§ What is expected:
Print out the entries that follow exactly, missing none.
########
PR #295, opened 2024-04-01
test(auth): add tests for auto verifying stored session compatibility

grdsdev:

Bug fix, feature, docs update, ...

Please link any relevant issues here.

## What is the new behavior?

Feel free to include screenshots if it includes visual changes.

## Additional context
########
§ Your response:
PR #295, opened 2024-04-01
test(auth): add tests for auto verifying stored session compatibility

grdsdev:

Bug fix, feature, docs update, ...

Please link any relevant issues here.

## What is the new behavior?

Feel free to include screenshots if it includes visual changes.

## Additional context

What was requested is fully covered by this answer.